Men came and Hermione didn't know what to do. They burst into the salon she was in and she knew by the look of them that they were seeking her. This was bad, very bad.
"I am the property of Marcus Flint," she stated, but they still kept coming. She tried to run to the other door of the room, but a man came in through there too. "I haven't done anything. I'm not allowed to leave the house."
A man took her by the arm and she struggled. Something must have happened. She wasn't sure what, but something had gone very wrong. "Where's Mr. Flint?" she asked, but they refused to answer her. "I need to speak to him."
They were pushing her out of the salon into the hallway. There were many of them. Too many to fight off even if she tried. "Where are you taking me?"

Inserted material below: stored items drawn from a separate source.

PR #298, opened 2016-01-23
mainmenu: Fix showing icon path in configuration

palinek:
For correctly showing icon path in configuration we need to know if we should override icon set by style sheet..

fixes lxde/lxqt#931


paulolieuthier:
GTM.

pmattern:
GTM.

PR #2153, opened 2024-10-25
Prevent panel from accepting focus with some Wayland compositors

tsujan:
Unfortunately, several Wayland compositors won't let panel popups have focus if the panel does not accept focus.

However, some compositors don't have this issue, and we can use `KeyboardInteractivityNone` with them. The patch does that for `kwin_wayland`, 'wayfire' and 'hyprland', and with Qt ≥ 6.8 (because I'm not sure it works with previous versions of Qt).

NOTE: This is an ugly patch, but the current situation of Wayland compositors isn't better. The patch can be considered as a temporary solution.

### DIFF
--- a/panel/backends/wayland/kwin_wayland/lxqtwmbackend_kwinwayland.cpp
+++ b/panel/backends/wayland/kwin_wayland/lxqtwmbackend_kwinwayland.cpp
@@ -620,19 +620,10 @@ void LXQtWMBackend_KWinWayland::addWindow(LXQtTaskBarPlasmaWindow *window)
                 emit activeWindowChanged(activeWindow->getWindowId());
             }
         }
-        else
+        else if (activeWindow == effectiveWindow)
         {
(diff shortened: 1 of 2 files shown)


stefonarch (commented):
It looks it's working only for kwin_wayland, while click or mouseover on the panel on wayfire and Hyprland take away focus from the active window.

tsujan:
> It looks it's working only for kwin_wayland

Sorry, my bad! I think it works now; please try again (`kwin_wayland` is OK).

stefonarch (approved):
Now all fine.

tsujan:
Thanks for the tests! Only you could do it.

Once in a while, we can easily check whether another compositor has been fixed. For example, under labwc, we can start the panel in a terminal after exporting `XDG_CURRENT_DESKTOP` to `LXQt:wayfire:wlroots` in the same terminal; if Fancy Menu has focus, the issue is fixed and we can add labwc to the list.

PR #2156, opened 2024-10-27
Workaround for translucency artifacts with Qt 6.8.0 on Wayland

tsujan:
Since Qt 6.8.0, random artifacts are possible in a translucent panel — and, generally, in all translucent windows (based on QWidget, not QML) — under Wayland. They may happen when the panel starts. They're sometimes temporary, sometimes persistent, especially when the panel doesn't accept focus.

This is a simple workaround, which guarantees fully transparent pixels before painting.

NOTE: The workaround has been 100% effective for me elsewhere (also see https://github.com/lxqt/lxqt-notificationd/pull/402) and is effective in the case of panel too.

### DIFF
--- a/panel/lxqtpanel.cpp
+++ b/panel/lxqtpanel.cpp
@@ -45,6 +45,7 @@
 #include <QMenu>
 #include <QMessageBox>
 #include <QDropEvent>
+#include <QPainter>
 #include <XdgIcon>
 #include <XdgDirs>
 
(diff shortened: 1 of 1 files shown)


tsujan:
@stefonarch 
I'm not sure you've seen these artifacts too but requested a review.

stefonarch (approved):
I never encountered any,  but as it works elsewhere merge it.

tsujan:
Yes, the logic is exactly that of https://github.com/lxqt/lxqt-notificationd/pull/402 as well as what I used in Kvantum for circumventing this bug. The artifacts happened a lot in kwin_wayland; now they've disappeared.

PR #2161, opened 2024-11-03
panel: Use the wlroots backend with unknown Wayland compositors

Conan-Kudo:
The description of the LXQtPanelApplicationPrivate::loadBackend() method already states that if we cannot identify the correct backend for a Wayland session, we should fall back to the wlroots backend module. This is reasonable given how broadly the wlr protocols are implemented. However, this was not happening due to a small error where we checked for the wlroots string in XDG_CURRENT_DESKTOP, which is not a valid option.

This change fixes this by checking XDG_SESSION_TYPE for "wayland" instead. As this is fallback logic, this is safe as the preferred backend logic using XDG_CURRENT_DESKTOP still wins over this.

### DIFF
--- a/panel/lxqtpanelapplication.cpp
+++ b/panel/lxqtpanelapplication.cpp
@@ -263,7 +263,7 @@ void LXQtPanelApplicationPrivate::loadBackend()
         }
     }
 
-    if ( preferredBackend.isEmpty() && xdgCurrentDesktops.contains( QStringLiteral("wlroots") ) )
+    if ( preferredBackend.isEmpty() && xdgSessionType == QStringLiteral("wayland") ) )
     {
         qDebug() << "Specialized backend unavailable. Falling back to generic wlroots";
         preferredBackend = QStringLiteral("wlroots");


panel/lxqtpanelapplication.cpp
```diff
@@ -263,7 +263,7 @@ void LXQtPanelApplicationPrivate::loadBackend()
         }
     }
 
-    if ( preferredBackend.isEmpty() && xdgCurrentDesktops.contains( QStringLiteral("wlroots") ) )
+    if ( preferredBackend.isEmpty() && xdgSessionType == QStringLiteral("wayland") ) )
```
tsujan, line 266: The wlroots backend should be used only if `wlroots` is included. That inclusion means, "we know that it works with this Wayland compositor." The dummy backed should be used with unsupported compositors.

tsujan (changes requested):

tsujan:
> As this is fallback logic

Only for compositors that are compatible with wlroots, as far as lxqt-panel is concerned. Otherwise:

https://github.com/lxqt/lxqt-panel/blob/5ce16acdd7f0ab11c6df212e0e708548a74dcc3b/panel/lxqtpanelapplication.cpp#L306-L313

Conan-Kudo:
That's not what the method description says:

https://github.com/lxqt/lxqt-panel/blob/246b33f12cda7ab54054e9a6a1404fe05737431f/panel/lxqtpanelapplication.cpp#L193-L203

tsujan:
It's a code comment :) What exists other than X11 and Wayland?

The code isn't final of course — more generic backends might be added in future — but for now, several good compositors are compatible with wlroots (except for kwin_wayland, which has own backend; I like it very much).

tsujan:
> it's reasonable to use the wlroots backend as a wayland fallback

Until the current disarray comes to an end in the Wayland world, we should thread carefully, IMO.

Two years ago we didn't imagine that we could support 7 well-known Wayland compositors so soon. Yes, the situation of Wayland has got better but not completely.

Also see how "wlroots" is handled in another part of the code:

https://github.com/lxqt/lxqt-panel/blob/5ce16acdd7f0ab11c6df212e0e708548a74dcc3b/panel/backends/wayland/wlroots/lxqtwmbackend_wlr.cpp#L609-L643

Conan-Kudo:
Why does this method exist? We already select to load it from the panel frontend side?

tsujan:
The backend is chosen in two ways: by checking the key `preferred_backend` in panel's config file (its value is a string list), or if it doesn't exist, by checking the scores of what is included in `XDG_CURRENT_DESKTOP`. This logic will work fine if more backends are added.

BTW, we need to add a dedicated backend for labwc because it supports `cosmic-workspace-unstable-v1` now.

Conan-Kudo:
Sure, but does that mean that the wlroots backend isn't going to let itself be used as the last-common-denominator panel backend?

tsujan:
As the lowest common denominator for the compositors that are announced to be compatible with wlroots by `lxqt-wayland-session` — without raising false hopes.

Conan-Kudo:
Then we should use a separate variable for this, because XDG_CURRENT_DESKTOP isn't the right place for it.

tsujan:
This logic was a result of our developers' hard works and long discussions. It's proven to work fine and flexibly.

That being said, it isn't written in stone. If another method is shown to be better *in practice*, it could be replaced.

Anyway, LXQt 2.1.0 will be released with it the day after tomorrow.

stefonarch:
> Then we should use a separate variable for this, because XDG_CURRENT_DESKTOP isn't the right place for it.

We could just read the compositor in use as in `startlxqtwayland`.

tsujan:
> We could just read the compositor in use as in startlxqtwayland.

No, it's not that simple. We've used `XDG_CURRENT_DESKTOP` in other parts of the code because *we agreed on it*. For example:

https://github.com/lxqt/lxqt-panel/blob/5ce16acdd7f0ab11c6df212e0e708548a74dcc3b/panel/lxqtpanel.cpp#L262-L270

tsujan:
Using `XDG_CURRENT_DESKTOP` is necessary because it isn't limited to compositors. For example, one may use LXQt panel inside Plasma Wayland. See

https://github.com/lxqt/lxqt-panel/blob/5ce16acdd7f0ab11c6df212e0e708548a74dcc3b/panel/backends/wayland/kwin_wayland/lxqtwmbackend_kwinwayland.cpp#L800-L803

Moreover, a Wayland compositor is a DE too.

panel/lxqtpanelapplication.cpp
stefonarch: > The wlroots backend should be used only if `wlroots` is included. That inclusion means, "we know that it works with this Wayland compositor." The dummy backed should be used with unsupported compositors.

Well, "unsupported" here means we ship no configuration for it and session exit etc may not work, but I think we can still load the wlroots backend for them.

tsujan: The wlroots backend is what its name says; it's **not** the fallback. If we know that a compositor works with it — even when it isn't based on wlroots — we should include it in this category *explicitly*.

This PR is wrong and can create a mess.

Conan-Kudo:
> > Then we should use a separate variable for this, because XDG_CURRENT_DESKTOP isn't the right place for it.
> 
> We could just read the compositor in use as in `startlxqtwayland`.

Something like `LXQT_PANEL_WAYLAND_BACKEND` as an override variable would make sense instead of overloading `XDG_CURRENT_DESKTOP`.

PR #2163, opened 2024-11-06
CMake: Allow installing desktop file in different root directory

Biswa96:
This uses path from GNUInstallDirs cmake module instead of hard-coding it.


stefonarch:
GTM, thanks!

stefonarch:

No one said anything, but then one man pointed his wand at her and muttered. Her consciousness slipped into darkness, the overwhelming sense of panic giving to obliviousness. She was in real trouble, but thoughts refused to form and as darkness descended, she didn't care.
Her first acknowledgement of being conscious was a ticking sound, and scratches. Then her throat feeling as dry as sawdust, and she couldn't alleviate it.
"She awakes," a voice said. There was something familiar about it, but not enough that she could place it. Her throat was screaming in discomfort and she tried to swallow. Softness lay underneath her. A sense of danger entered into her mind, but she didn't know where from. Something was wrong. Initially, she thought Harry, but no, it didn't sit right. Flint. It came to her suddenly, as if emerging out of deep water. Something had happened, and she'd been arrested. "I didn't do anything."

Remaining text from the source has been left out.